[[ DATA EXTRACTS, beginning ]]

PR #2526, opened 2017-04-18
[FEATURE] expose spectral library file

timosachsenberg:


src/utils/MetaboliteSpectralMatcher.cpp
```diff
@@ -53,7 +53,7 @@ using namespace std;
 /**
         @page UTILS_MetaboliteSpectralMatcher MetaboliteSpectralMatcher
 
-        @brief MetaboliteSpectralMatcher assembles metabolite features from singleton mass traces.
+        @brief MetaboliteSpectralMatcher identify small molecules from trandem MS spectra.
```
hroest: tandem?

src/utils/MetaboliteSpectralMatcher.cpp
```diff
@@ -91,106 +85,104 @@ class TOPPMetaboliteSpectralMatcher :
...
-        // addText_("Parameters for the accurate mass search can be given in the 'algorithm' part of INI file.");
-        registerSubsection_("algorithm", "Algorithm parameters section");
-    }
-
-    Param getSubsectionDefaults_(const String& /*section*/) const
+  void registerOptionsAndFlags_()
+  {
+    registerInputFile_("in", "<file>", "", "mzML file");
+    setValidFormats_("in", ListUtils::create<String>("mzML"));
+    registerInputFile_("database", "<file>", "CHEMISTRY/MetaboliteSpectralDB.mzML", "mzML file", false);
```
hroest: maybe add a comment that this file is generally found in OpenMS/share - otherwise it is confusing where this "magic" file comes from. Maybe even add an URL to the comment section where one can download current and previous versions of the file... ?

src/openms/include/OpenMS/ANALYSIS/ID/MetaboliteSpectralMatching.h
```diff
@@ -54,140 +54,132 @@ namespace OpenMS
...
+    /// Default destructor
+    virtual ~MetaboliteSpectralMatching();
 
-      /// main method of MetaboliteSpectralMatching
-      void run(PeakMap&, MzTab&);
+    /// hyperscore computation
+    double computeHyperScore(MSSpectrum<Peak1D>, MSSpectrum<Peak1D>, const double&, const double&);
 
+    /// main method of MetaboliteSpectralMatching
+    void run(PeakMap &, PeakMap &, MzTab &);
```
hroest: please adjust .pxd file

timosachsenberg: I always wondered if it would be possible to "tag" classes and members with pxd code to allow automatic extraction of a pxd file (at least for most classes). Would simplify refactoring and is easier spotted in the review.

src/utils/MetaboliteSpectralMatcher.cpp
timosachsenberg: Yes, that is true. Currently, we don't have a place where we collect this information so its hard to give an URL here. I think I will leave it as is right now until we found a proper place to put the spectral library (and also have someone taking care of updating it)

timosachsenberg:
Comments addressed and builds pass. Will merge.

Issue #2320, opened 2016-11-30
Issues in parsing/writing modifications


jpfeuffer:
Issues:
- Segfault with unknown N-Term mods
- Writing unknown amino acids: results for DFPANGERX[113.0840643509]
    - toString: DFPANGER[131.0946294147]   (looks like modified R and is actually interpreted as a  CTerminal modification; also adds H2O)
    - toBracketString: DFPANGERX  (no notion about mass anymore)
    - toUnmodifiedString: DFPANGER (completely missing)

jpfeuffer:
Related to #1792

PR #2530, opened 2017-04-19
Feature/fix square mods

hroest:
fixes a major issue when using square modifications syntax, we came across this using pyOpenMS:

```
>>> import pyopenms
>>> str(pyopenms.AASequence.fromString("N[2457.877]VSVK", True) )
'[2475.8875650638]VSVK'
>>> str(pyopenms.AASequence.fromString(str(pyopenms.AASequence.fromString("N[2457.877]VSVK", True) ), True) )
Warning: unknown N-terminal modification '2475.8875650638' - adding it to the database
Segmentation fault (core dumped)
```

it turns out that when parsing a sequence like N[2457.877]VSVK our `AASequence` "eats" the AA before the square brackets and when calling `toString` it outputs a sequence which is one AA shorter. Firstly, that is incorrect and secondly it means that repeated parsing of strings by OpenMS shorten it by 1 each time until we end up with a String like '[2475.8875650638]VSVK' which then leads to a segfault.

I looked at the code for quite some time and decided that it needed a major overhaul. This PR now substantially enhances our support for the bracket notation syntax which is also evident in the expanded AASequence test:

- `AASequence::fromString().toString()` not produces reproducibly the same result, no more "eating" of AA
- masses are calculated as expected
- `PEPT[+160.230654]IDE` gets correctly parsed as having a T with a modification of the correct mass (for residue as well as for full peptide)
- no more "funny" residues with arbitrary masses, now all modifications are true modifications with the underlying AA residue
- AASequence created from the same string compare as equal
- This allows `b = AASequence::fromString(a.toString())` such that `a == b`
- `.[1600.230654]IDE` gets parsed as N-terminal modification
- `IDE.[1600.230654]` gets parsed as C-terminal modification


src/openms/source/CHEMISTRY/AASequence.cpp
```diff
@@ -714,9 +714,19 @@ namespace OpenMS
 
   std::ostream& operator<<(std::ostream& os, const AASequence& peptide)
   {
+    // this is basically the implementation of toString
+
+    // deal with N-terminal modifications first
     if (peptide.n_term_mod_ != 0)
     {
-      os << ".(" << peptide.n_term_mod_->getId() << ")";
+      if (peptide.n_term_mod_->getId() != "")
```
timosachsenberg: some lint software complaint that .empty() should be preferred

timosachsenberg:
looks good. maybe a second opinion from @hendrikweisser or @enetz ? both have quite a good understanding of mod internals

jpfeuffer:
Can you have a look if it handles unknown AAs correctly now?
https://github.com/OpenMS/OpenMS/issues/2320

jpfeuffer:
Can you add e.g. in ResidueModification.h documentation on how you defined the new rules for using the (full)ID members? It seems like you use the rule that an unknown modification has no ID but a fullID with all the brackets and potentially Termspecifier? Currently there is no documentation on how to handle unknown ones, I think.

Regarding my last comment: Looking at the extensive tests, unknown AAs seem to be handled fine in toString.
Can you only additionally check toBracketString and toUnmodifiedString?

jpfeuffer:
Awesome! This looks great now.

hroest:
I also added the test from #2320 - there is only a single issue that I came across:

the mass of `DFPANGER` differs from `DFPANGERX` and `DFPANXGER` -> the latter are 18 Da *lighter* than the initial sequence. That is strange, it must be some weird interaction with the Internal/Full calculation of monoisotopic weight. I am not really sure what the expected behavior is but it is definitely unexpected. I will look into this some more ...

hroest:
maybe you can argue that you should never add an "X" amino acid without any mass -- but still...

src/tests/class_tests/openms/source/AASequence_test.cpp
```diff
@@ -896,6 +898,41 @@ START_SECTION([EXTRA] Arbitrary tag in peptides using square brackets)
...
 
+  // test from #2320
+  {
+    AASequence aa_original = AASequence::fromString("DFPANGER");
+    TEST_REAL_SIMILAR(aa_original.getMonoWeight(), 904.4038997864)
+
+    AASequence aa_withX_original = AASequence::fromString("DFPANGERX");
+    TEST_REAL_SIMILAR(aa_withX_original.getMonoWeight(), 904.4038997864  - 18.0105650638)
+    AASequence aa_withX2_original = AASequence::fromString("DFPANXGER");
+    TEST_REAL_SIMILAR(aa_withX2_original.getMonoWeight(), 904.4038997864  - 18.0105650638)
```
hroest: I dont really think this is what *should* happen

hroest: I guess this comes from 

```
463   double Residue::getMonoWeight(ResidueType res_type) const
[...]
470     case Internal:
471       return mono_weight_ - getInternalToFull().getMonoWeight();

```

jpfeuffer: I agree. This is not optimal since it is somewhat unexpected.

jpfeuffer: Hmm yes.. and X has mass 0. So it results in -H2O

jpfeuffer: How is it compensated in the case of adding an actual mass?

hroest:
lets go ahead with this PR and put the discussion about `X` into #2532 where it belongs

[[ DATA EXTRACTS, end ]]
[[ DATA EXTRACTS, beginning ]]

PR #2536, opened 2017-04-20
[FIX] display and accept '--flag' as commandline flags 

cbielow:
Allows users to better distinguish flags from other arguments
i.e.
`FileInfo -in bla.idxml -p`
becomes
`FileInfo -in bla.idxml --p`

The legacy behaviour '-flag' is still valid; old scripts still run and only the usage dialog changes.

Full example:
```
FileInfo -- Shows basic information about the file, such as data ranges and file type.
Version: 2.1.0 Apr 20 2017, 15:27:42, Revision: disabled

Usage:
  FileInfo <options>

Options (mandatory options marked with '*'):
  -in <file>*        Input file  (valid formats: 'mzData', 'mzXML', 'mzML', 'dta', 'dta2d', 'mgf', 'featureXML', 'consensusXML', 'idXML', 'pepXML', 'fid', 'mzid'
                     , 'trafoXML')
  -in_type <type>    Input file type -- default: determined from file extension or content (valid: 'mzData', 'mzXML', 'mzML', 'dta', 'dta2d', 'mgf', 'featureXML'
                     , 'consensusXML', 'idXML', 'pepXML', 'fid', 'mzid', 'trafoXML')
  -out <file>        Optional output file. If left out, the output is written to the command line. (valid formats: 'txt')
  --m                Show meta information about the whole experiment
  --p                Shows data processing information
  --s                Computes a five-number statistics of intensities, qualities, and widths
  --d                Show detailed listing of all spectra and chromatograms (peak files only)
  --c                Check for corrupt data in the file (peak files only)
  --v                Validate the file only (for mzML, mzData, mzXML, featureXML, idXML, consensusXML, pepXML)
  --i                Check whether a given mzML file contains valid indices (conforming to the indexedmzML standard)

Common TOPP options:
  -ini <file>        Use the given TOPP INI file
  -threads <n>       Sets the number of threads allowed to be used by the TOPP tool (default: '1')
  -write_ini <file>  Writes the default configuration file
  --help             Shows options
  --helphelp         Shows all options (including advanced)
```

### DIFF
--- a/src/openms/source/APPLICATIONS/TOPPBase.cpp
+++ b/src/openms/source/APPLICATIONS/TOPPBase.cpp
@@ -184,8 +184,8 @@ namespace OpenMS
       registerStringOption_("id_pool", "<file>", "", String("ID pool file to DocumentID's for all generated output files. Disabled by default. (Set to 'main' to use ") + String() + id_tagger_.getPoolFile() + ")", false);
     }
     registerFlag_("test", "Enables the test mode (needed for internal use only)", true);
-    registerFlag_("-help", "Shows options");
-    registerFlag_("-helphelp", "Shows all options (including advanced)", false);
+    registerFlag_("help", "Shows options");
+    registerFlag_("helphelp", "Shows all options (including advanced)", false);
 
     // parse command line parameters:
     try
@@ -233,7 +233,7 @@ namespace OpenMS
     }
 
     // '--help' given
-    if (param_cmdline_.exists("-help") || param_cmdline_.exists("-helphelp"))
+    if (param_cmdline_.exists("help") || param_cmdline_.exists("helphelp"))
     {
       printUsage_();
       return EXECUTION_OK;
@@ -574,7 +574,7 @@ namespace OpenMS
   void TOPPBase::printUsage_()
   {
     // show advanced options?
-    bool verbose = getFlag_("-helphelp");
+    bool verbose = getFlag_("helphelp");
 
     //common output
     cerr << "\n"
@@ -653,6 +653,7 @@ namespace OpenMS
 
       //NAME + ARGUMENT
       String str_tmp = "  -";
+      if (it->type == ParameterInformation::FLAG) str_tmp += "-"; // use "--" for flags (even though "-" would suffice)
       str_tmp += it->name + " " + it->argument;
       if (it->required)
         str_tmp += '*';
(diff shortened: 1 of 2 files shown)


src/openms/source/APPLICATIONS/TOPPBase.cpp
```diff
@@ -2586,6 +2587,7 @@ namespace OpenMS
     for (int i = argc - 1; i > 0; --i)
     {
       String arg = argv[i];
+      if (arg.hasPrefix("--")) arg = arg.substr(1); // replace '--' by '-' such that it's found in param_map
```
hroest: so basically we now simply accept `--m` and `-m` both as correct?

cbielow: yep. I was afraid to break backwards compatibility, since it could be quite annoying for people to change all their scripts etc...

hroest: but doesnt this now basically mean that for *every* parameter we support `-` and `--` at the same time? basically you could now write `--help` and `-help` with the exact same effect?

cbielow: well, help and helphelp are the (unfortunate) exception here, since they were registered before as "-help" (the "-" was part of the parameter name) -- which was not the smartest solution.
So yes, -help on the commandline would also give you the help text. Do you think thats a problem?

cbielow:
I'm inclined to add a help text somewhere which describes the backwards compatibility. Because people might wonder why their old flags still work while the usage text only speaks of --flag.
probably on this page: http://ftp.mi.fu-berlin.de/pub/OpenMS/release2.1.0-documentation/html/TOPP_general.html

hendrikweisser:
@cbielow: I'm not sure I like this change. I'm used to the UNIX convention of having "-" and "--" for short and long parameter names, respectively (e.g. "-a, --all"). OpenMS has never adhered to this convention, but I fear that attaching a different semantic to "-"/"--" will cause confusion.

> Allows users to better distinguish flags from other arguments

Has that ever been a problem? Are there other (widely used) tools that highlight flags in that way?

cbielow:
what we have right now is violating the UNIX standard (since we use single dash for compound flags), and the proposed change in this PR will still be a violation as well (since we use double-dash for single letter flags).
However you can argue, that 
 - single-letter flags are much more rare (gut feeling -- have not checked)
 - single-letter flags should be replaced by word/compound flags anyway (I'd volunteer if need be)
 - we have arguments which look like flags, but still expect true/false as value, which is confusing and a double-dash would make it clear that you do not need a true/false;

[[ DATA EXTRACTS, end ]]

### WHAT YOU SHOULD DO
Since only part of the listing is wanted, copy exactly the lines from the one holding "jpfeuffer: Hmm yes.." to the one holding "lets go ahead", both included.

### ANSWER TO THIS EXERCISE
jpfeuffer: Hmm yes.. and X has mass 0. So it results in -H2O

jpfeuffer: How is it compensated in the case of adding an actual mass?

hroest:
lets go ahead with this PR and put the discussion about `X` into #2532 where it belongs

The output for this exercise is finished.